I looked around the sunny basketball court while Paul Katsen, Gym Class: Basketball VR (opens in new tab) CEO, welcome me to the game. The sun rose, or it might set. The orange glow painted the stadium with a relaxing atmosphere. I heard Paul’s voice grow louder as he approached, so I faced him, realizing in a flash that the focus of my eyes was not private.
My avatar was shaking just like me. In front of me Paul’s avatar was gesturing as he spoke, moving as the real man did all the way to Texas. He then pointed to a ball, bounced it a few times and threw it to me. I caught it, feeling the vibration of the impact.
Having only played single-player party VR titles like Beat Saber and Pistol Whip, multiplayer VR was, in my naive mind, the stuff of Ready Player One. However, after ten minutes of playing Gym Class: Basketball VR, I thought of these cliché words — “The future is now.”
I have previously written about whether the VR gym can replace the gym (opens in new tab) for Live Science. In that article, I said that while VR fitness games are fun, you should exercise in the real world if you want the social side of fitness. Not anymore. After loading Meta Quest 2 and spending an hour shooting hoops and dunking—an act that requires squatting—I was pretty tired, and the whole time I was chatting with other people.
Most surprising of all was how genuinely human the experience felt. The the best VR headsets are effective communication tools. We often misread each other during instant messaging and sometimes through voice chat. VR introduces the dimension of body language, providing the social cues often missing from other gaming conversations.
While it’s not exact, and we don’t have facial markings yet – I don’t think it’s too far in the future – playing basketball with Paul and the gang felt like I was right there with them. I wasn’t left wondering what these people were like in real life, because our time on the virtual court felt just as real as meeting a caged basketball court in New York.
Paul got the urge to move into VR after meeting up with an old high school friend due to the lockdown. He and his friend usually talked on the phone, reminiscing about old times, but this time they met in a VR world to play table tennis. Paul was amazed at this. They were thousands of miles apart, yet there they were playing table tennis together. Instead of reminiscing past memories like a standard phone call or video call monitoring, they created new ones.
This moment led Paul to basketball. Basketball courts are social spheres, not just competitive sports courts. Shooting Hoops is synonymous with hangout — one doesn’t have to play a strict game, but rather chat and occasionally shoot or bounce. And that’s what we did in virtual court. Dribbling, aiming and diving were things we had to do with our hands as we spoke. Basketball is also a great game for VR because of its physical nature. Your avatar mimics your body language as you dribble, dunk and jump or dunk. If you want to add a little flourish, everyone will see.
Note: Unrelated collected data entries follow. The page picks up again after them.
PR #665, opened 2020-10-28
Update Travis CI config to Python 3.9 final

johnthagen:


axnsan12:
Well, that was fast. I had tested just 2 days before and 3.9 was still 404. Awesome!

Issue #518, opened 2019-12-24
Type stubs for Mypy/PyCharm


intgr:
HI! I started a https://github.com/intgr/drf-yasg-stubs repository since drf-yasg was the only major component in my project that did not include type stubs. For now it's still quite incomplete (some of it is still auto-generated files with `Any` types).

I'm wondering what are your opinions on type stubs? [PEP 561](https://www.python.org/dev/peps/pep-0561/#specification) offers three ways to distribute stubs.

Option 3 is what I'm doing right now, with a separate package.

Clearly option 1 is out of the window if you want to retain Python 2 support. Although given its support ends ending in one week (and that Django already dropped it ages ago), perhaps dropping Python 2 altogether is due?

Option 2 would be to merge the `.pyi` files that I've written into this drf-yasg repository. This might be the reasonable first step if you don't want to drop Python 2 yet.

I'm willing to submit pull requests for it and do any other work that you deem necessary.

intgr:
Ping @axnsan12! I'm willing to put effort into finishing this work, just looking for some guidance and your thoughts.

intgr:
I have published my stubs package on PyPI: https://pypi.org/project/drf-yasg-stubs/

axnsan12:
Hello, if you're still interested in doing a PR for this, Python 2 support is going out the window soon. So adding inline type hints as annotations would be a nice to have.

intgr:
Hi! Thanks. Yes, I'm interested in doing that. Hopefully I will get around to it this week.

johnthagen:
Now that Python 2.7 has been dropped, this becomes a possibly now. It would be a good addition to the package in my opinion.

yoav-orca:
@johnthagen That's a great idea! happy to see this repo alive again

johnthagen:
Pinning this issue for more visibility, since I think it would be a good addition to the project.

We could also then add `mypy` checking to the CI.

intgr:
Thanks, I still would like to work on this but I have been busy with many things. Meanwhile drf-yasg-stubs should work fine.

Sorry if I failed anyone's expectations. But if someone else doesn't do it first, I will probably get to it eventually.

PR #666, opened 2020-10-29
Use a list, not a tuple, for permission_classes

brianhelba:
DRF expects permission classes to be in a list:
https://www.django-rest-framework.org/api-guide/permissions

Semantically, this should be a list, as the number of elements is arbitrary.

### DIFF
--- a/README.rst
+++ b/README.rst
@@ -148,7 +148,7 @@ In ``urls.py``:
          license=openapi.License(name="BSD License"),
       ),
       public=True,
-      permission_classes=(permissions.AllowAny,),
+      permission_classes=[permissions.AllowAny],
    )
 
    urlpatterns = [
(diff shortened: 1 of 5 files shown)


johnthagen:
Just a note, `tuple`s can semantically be arbitrarily long, but after creation they are immutable, unlike `list`s. You can see this in the type system with a type hint such as `Tuple[str, ...]`.

brianhelba:
@johnthagen Agreed, functionally, either can be used (`types.Sequence` would probably be best, if this used type annotations). However, `list` is documented by DRF and is more appropriate for use in this sort of case, where particular element locations do not have semantic meaning (as opposed to something like "RGB").

axnsan12:
Makes sense to match the DRF examples/docs here. In #518 we'd probably use Sequence.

While the VR basketball experience was new to me, there was also something very familiar about it. And it’s something I’ve been missing for over a decade. Unless you’re into online gaming, chances are the only virtual space you inhabit is social media. Those carefully curated profiles and meticulously edited posts are not the same as real human connections, and it’s all too easy to forget that. Playing Gym Class: Basketball VR reminded me of my time spent online in the mid-2000s, strolling through the desert in RuneScape (opens in new tab) while having spontaneous conversations on MSN Messenger — it felt like I was hanging out with friends.
We used to log on to these sites, socialize for a while and then log off. We never checked out RuneScape in the middle of a meal with loved ones because there was time and space for that. Building real connections on social media can be difficult, and yet we stay connected for eternity. The scroll is eternal and there is no definite end, as there is with, say, a game of basketball — real or virtual.
Gym Class: Basketball VR reminded me that the online realm can be a place to make memories — memories that aren’t dopamine fishing in a sea of loneliness and narcissism. In the game, you can customize your own stadium with shops and designs. You can invite people, go hang out at their courts, then play a serious game or just talk, pass and shoot. It’s exercise, it’s meeting friends and meeting new people in an organic environment. It is malleable. You may be familiar with other great social VR apps like Wreck Room or Gorilla Tag, but I recommend you give it a try. Even if you’re not into basketball, it has an irresistible allure.
Taking off the headset and walking back to my apartment was like waking up from a dream, but the memories didn’t start to fade away. I felt good, energized. If you’re feeling tired of what you’re seeing online right now, fear not. There is still a genuine internet connection outside of social media and core online play. If you have a VR set, give it a try the next time you want to meet a friend.
Gym Class VR is now available in Meta Quest 2, Meta Quest Pro, and the original Meta Quest via the Oculus Store (opens in new tab). The game is free, but there are in-app purchases.